Willow’s not bummed about it. She’s been amazing all her life. And she knows it. She also knows that she’s getting older. She’s retired from the top of the comedian career. She’s achieved her Jokestar aspiration. And she notices now that she doesn’t feel like doing the dishes anymore. I’ll queue-up the action, she’ll collect a shoulder-high stack of dirty dishes, and then she’ll set them down on the counter, and wander to the rooftop to use the microscope. She’s had a lifetime of cleaning up for the Boughs. Now, she’s ready for a change in form and function.
But I’m not accepting that her life will end. I’m secretly hoping for a game-crash, a laptop explosion, anything to forestall the inevitable. Ok. Not really. For why make all my other Sims suffer? And I love my old Toshiba. I will be sad when it refuses to boot and I need to replace this machine that’s been with me since our TS2 days. And if any of those apocalypses happened, it would still be the end of Willow.
It’s just that–every now and then, you get a Sim who defines the game for you. Cedar did that for me. Acacia did that. Palo Verde did that. And Willow. Willow is to me everything perfect. She’s the number one–whole, integral, that out of which all else is possible. I can’t imagine the game without her. Can I just stop the legacy now?

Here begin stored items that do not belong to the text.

Issue #476, opened 2016-09-26
Use SetFileCompletionNotificationModes on Windows


alexcrichton:
I/O operations on Windows tend to have the ability to "complete immediately". For example something like [`read_overlapped`](http://alexcrichton.com/miow/miow/net/trait.TcpStreamExt.html#tymethod.read_overlapped) returns `io::Result<bool>` where `Ok(false)` means the operation is pending and `Ok(true)`  means the operation completed immediately. These correspond to the underlying primitives on Windows (with various error codes).

Unfortunately, though, "completes immediately" means that by default a completion message is enqueued on the completion port. That means that if we were to service the read immediately we'd have to arrange for that later completion message to get ignored, which isn't currently easy to do. This means that although the read finished immediately we return `WouldBlock` and let the trip through the event loop complete the read at a later date.

As you can imagine, this seems like it can definitely be a performance hit! Thankfully Windows has an API for this, [`SetFileCompletionNotificationModes`](https://msdn.microsoft.com/en-us/library/windows/desktop/aa365538%28v=vs.85%29.aspx), which will cause a completion status to _not_ get enqueued if an operation finishes immediately. We should use this on Windows at least for TCP/UDP read/write to help throughput.

Some caveats:
- The API is not supported on Windows XP
- There's apparently [bugs in the `WSARecv` implementation](https://github.com/libuv/libuv/blob/v1.x/src/win/winsock.c#L271) which libuv works around at least. I think this is only for UDP, though?
- We should benchmark the actual gains here to make sure it's what we expect

carllerche:
Closing due to inactivity.

PR #520, opened 2017-01-19
windows: use SetFileCompletionNotificationModes for TCP sockets (#476)

steffengy:
## SetFileCompletionNotificationModes allows us to tell the kernel not to enqueue the completion message, if it returns `SUCCESS` immediately.

This removes the **CPU-overhead** of having to enter the event loop to handle this completion message.

### Less memory overhead
You do not need as much internal (or external) buffering,
which can be quite significant, especially in a context where the event loop is only run after buffering the content in an external buffer (up to 3x less, 512 MB insteadof 1.5GB for my case).
In that regard it also behaves **similar to the POSIX (epoll) implementation**:
You should be able to repeatedly write to the underlying IO, which will still allow it to progress, without requiring any event loop interaction (similar as epoll, which returns `eagain`, miow returns true).

### **general issues**, some of them already mentioned in the original issue:
- The API is not supported on Windows XP **(unsure it this needs additional attention?)**
- We might want to check for [non-IFS LSPs](https://support.microsoft.com/de-de/help/2568167/setfilecompletionnotificationmodes-api-causes-an-i-o-completion-port-not-to-work-correctly-if-a-non-ifs-lsp-is-installed) , since if one of them is installed, **SetFileCompletionNotificationModes will not work properly if such is installed**.
[Golang](https://github.com/golang/go/blob/d0cf0421717a93b705efcbce0770a24361582445/src/net/fd_windows.go#L47) does perform this check, while **libuv** doesn't seem to.
(This is probably because non-IFS LSPs are deprecated for ages)

### some **issues** or rather hurdles using it with **UDP-sockets**:
- There seems to be a bug in the underlying WSARecv implementation (which according to [this blogpost](http://www.lenholgate.com/blog/2010/01/file-skip-completion-port-on-success-and-datagram-socket-read-errors.html) which is a summary of the issue and links to the [original MSDN post](https://blogs.technet.microsoft.com/winserverperformance/2008/06/25/designing-applications-for-high-performance-part-iii/), where Microsoft confirmed the issue in the comment section.
[Golang](https://github.com/golang/go/blob/d0cf0421717a93b705efcbce0770a24361582445/src/net/fd_windows.go#L299) disables UDP because of this, while [LIBUV](https://github.com/libuv/libuv/blob/v1.x/src/win/winsock.c#L271) uses a (slightly limited) workaround.
[.NET Core](https://github.com/dotnet/corefx/pull/15141/files#diff-6c4b087518282ebcba0a74cb9bd073c3R22) disables it for <= Windows 7.
- Also the MIO api seems slightly different, which should not be any issue, but for the sake of completeness I still list it here.

This is the main reason this implements this for TCP sockets first.

### DIFF
--- a/src/sys/windows/tcp.rs
+++ b/src/sys/windows/tcp.rs
@@ -2,6 +2,7 @@ use std::fmt;
 use std::io::{self, Read, ErrorKind};
 use std::mem;
 use std::net::{self, SocketAddr};
+use std::os::windows::prelude::*;
 use std::sync::{Mutex, MutexGuard};
 
 use miow;
@@ -71,12 +72,17 @@ struct StreamInner {
     deferred_connect: Option<SocketAddr>,
     read: State<(), ()>,
     write: State<(Vec<u8>, usize), (Vec<u8>, usize)>,
+    /// whether we are instantly notified of success
+    /// (FILE_SKIP_COMPLETION_PORT_ON_SUCCESS,
+    ///  without a roundtrip through the event loop)
+    instant_notify: bool,
 }
 
 struct ListenerInner {
     iocp: ReadyBinding,
     accept: State<net::TcpStream, (net::TcpStream, SocketAddr)>,
     accept_buf: AcceptAddrsBuf,
+    instant_notify: bool,
 }
 
 enum State<T, U> {
@@ -101,6 +107,7 @@ impl TcpStream {
                         deferred_connect: deferred_connect,
                         read: State::Empty,
                         write: State::Empty,
+                        instant_notify: false,
                     }),
                 }),
             },
@@ -301,8 +308,7 @@ impl StreamImp {
     fn schedule_connect(&self, addr: &SocketAddr) -> io::Result<()> {
         unsafe {
             trace!("scheduling a connect");
-            let overlapped = miow::Overlapped::from_raw(self.inner.read.as_mut_ptr());
-            try!(self.inner.socket.connect_overlapped(addr, overlapped));
+            try!(self.inner.socket.connect_overlapped(addr, &[], self.inner.read.as_mut_ptr()));
         }
         // see docs above on StreamImp.inner for rationale on forget
         mem::forget(self.clone());
@@ -330,31 +336,31 @@ impl StreamImp {
 
         trace!("scheduling a read");
         let res = unsafe {
-            let overlapped = miow::Overlapped::from_raw(self.inner.read.as_mut_ptr());
-            self.inner.socket.read_overlapped(&mut [], overlapped)
+            self.inner.socket.read_overlapped(&mut [], self.inner.read.as_mut_ptr())
         };
         match res {
-            // TODO: investigate better handling `Ok(true)`
-            //
             // Note that `Ok(true)` means that this completed immediately and
             // our socket is readable. This typically means that the caller of
             // this function (likely `read` above) can try again as an
             // optimization and return bytes quickly.
             //
-            // Unfortunately, though, although the read completed immediately
+            // Normally, though, although the read completed immediately
             // there's still an IOCP completion packet enqueued that we're going
-            // to receive. As an ease of implementation for now we just let the
-            // completion packet drive the read completion.
+            // to receive.
             //
-            // Apparently you can configure this behavior with
+            // You can configure this behavior (miow) with
             // SetFileCompletionNotificationModes to indicate that `Ok(true)`
-            // does **not** enqueue a completion packet. We should test this out
-            // and see if it works for us.
+            // does **not** enqueue a completion packet. (This is the case
+            // for me.instant_notify)
             //
             // Note that apparently libuv has scary code to work around bugs in
             // `WSARecv` for UDP sockets apparently for handles which have had
             // the `SetFileCompletionNotificationModes` function called on them,
             // worth looking into!
+            Ok(Some(_)) if me.instant_notify => {
+                me.read = State::Ready(());
+                self.add_readiness(me, Ready::readable());
+            }
             Ok(_) => {
                 // see docs above on StreamImp.inner for rationale on forget
                 me.read = State::Pending(());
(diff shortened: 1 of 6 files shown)


nayato:
@steffengy FYI, recently merged in .NET Core: https://github.com/dotnet/corefx/pull/15141/files#diff-6c4b087518282ebcba0a74cb9bd073c3R22
The check is being done for Windows version if socket type is UDP.

src/sys/windows/tcp.rs
```diff
@@ -397,6 +405,10 @@ impl StreamImp {
             self.inner.socket.write_overlapped(&buf[pos..], overlapped)
         };
         match err {
+            Ok(true) if me.instant_notify => {
+                me.write = State::Empty;
+                self.add_readiness(me, Ready::writable());
```
alexcrichton: Here I think we should check/verify the number of bytes written, right?

steffengy: yeah, that'll need modification to MIOW though, since we'll need to pass `lpNumberOfBytesSend` to WSASend in `write_overlapped`.

```
A pointer to the number, in bytes, sent by this call if the I/O operation completes immediately.
Use NULL for this parameter if the lpOverlapped parameter is not NULL to avoid potentially erroneous results.
```

Golang and LIBUV seem to use this, which is surprising since the `errorneous results` doesn't sound good.

alexcrichton: I think you should be able to get that through `WSAGetOverlappedResult`, right? That is currently [exposed in miow](https://docs.rs/miow/0.1.5/i686-pc-windows-msvc/miow/net/trait.TcpStreamExt.html#tymethod.result) as of recently.

steffengy:
I'm also not quite sure how to add an explicit test for this, since by default
it should simply be used for everything in test_tcp?
(Maybe it would make sense to run with and without, but I don't quite see how you'd feasily implement that in those tests)

alexcrichton:
Oh yeah not so much for correctness (as you're right existing tcp tests take care of that) but more a test of right after a write you can write again.

src/sys/windows/tcp.rs
steffengy: Ok, seems to work.
Still feels slightly slower (might be worth to investigate it that's just a placebo or if doing
it like libuv/go is advantageous performance-wise.

alexcrichton: What's the benchmark you're using? I wouldn't mind trying to poke around it in my spare time to see what's up

steffengy:
@alexcrichton 
Test case is added and verified to only work with these changes.

src/sys/windows/tcp.rs
```diff
@@ -392,12 +400,26 @@ impl StreamImp {
...
         };
-        match err {
-            Ok(_) => {
+        match ret {
+            Ok(Some((transfered_bytes, _))) => {
+                me.write = if transfered_bytes == buf.len() - pos {
+                    self.add_readiness(me, Ready::writable());
+                    State::Empty
+                } else {
+                    State::Pending((buf, pos + transfered_bytes))
```
alexcrichton: In theory if this happens (which I'm still not 100% sure that it actually can) I think we need to loop here, right? Otherwise nothing's scheduled to move this from the pending to the writing state?

alexcrichton:
>  Test case is added and verified to only work with these changes.

Woo thanks!

src/sys/windows/tcp.rs
steffengy: unfortunately the code I'm currently using is to slow for cargo bench to output
an average. (~6 seconds/iteration which writes 1GB).
Since this is implemented now, the next step for me would be to profile it and get it hopefully much faster.

What you might do is bench the test I just added (maybe with writing more data tough) since that should be sufficient to see a difference?

src/sys/windows/tcp.rs
steffengy: I also have my doubts that this is actually a valid case but in theory yes.
I'll add the loop if we have some conclusive benchmark results for the `wsagetoverlappedresult` stuff (reducing the commit spam a bit by combining those changes, if the benchmarks show they make sense ).

src/sys/windows/tcp.rs
steffengy: @alexcrichton 
did some benchmarking to simply deterine the overhead of the `.result` call.
code: https://gist.github.com/steffengy/598350018d4827887b287ed0ea798850

mio/tcp.rs:
```patch
-self.inner.socket.result(overlapped).map(Some)
+Ok(Some((buf.len() - pos, 3u32)))
```


results (with .result call):

```
1,943,652 ns/iter (+/- 525,906)
2,009,193 ns/iter (+/- 1,153,769)
1,943,501 ns/iter (+/- 565,776)
```
without the .result call:
```
1,753,306 ns/iter (+/- 1,052,692)
1,724,071 ns/iter (+/- 589,609)
1,792,201 ns/iter (+/- 537,950)
```

alexcrichton:
Figured we could continue the perf discussion out here rather than on the now-hidden thread.

So it looks like you passed a pointer to [`WSASend`](https://msdn.microsoft.com/en-us/library/windows/desktop/ms742203(v=vs.85).aspx), but according to that documentation:

> Use NULL for this parameter if the lpOverlapped parameter is not NULL to avoid potentially erroneous results. This parameter can be NULL only if the lpOverlapped parameter is not NULL.

So that makes me think that we've gotta call `WSAGetOverlappedResult` maybe? I'm not sure that that means "potentially erroneous results" though...

steffengy:
@alexcrichton 
That's what startled me (I posted it in some comment before).
[LibUv](https://github.com/libuv/libuv/blob/1a96fe33343f82721ba8bc93adb5a67ddcf70ec4/src/win/tcp.c#L882)
[Golang](https://github.com/golang/go/blob/d0cf0421717a93b705efcbce0770a24361582445/src/net/fd_windows.go#L503)
[.NET](https://referencesource.microsoft.com/#System/net/System/Net/Sockets/Socket.cs,4046)
[.NET Core](https://github.com/dotnet/corefx/blob/684af05e70b345eecd503e23d0d6d4efd67f9130/src/System.Net.Sockets/src/System/Net/Sockets/SocketAsyncEventArgs.Windows.cs#L671)

So if even Microsoft uses it in it's .NET implementations, I guess the documentation
overstates the importance.

steffengy:
MIOW is refactored to return the size directly, when valid.
So we just saved some more overhead.

Related PR: https://github.com/alexcrichton/miow/pull/8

Meanwhile, Poplar fascinates me. Her traits certainly don’t offer any inherent charms: hot-headed and mean. And yet, there’s something about her that is so appealing.
She’s got these eyebrows.
She’s one of those camera-aware Sims, and she’ll look right at me, through the screen, just daring me.
Poplar has rolled the wish to be friends with Blue Skullhead, whose real name is Tyson Lyman, or something like that. Being the romantic storyteller that I am, I’m thinking maybe when Poplar ages up, which won’t be too long from now, she will want to get together with Blue. I’ve always wanted to have him in the family. Time will tell if she agrees with my fairy tale or if she’s just adding to her limited friend list.
Aspen, in her own quietly self-directed way, has been promoted at work, no longer a cheer-leader, but now an athlete for whom the leaders cheer. With her life falling into place professionally and personally, she’s been thinking a lot.
She rolled a whim to put into motion everything she’s been thinking about.
She wants to marry Mailman No. 2.
Aspen proposed in true Aspen-style.
They both seem so ready for whatever comes next. It suddenly makes me feel very old to see the two of them, so very young, about to embark on their lives.
After the proposal, Aspen went to bed. She’d had a long, full day, and there was another game tomorrow.
Niko hung out in the kitchen that was starting to feel like home to him.
The ghost of Aspen’s father, Ironwood Bough, assured us that he knows about these developments in his family, and he approves. The digital life may not be a fairy tale–it may just be something even better: a semblance of life and family and love.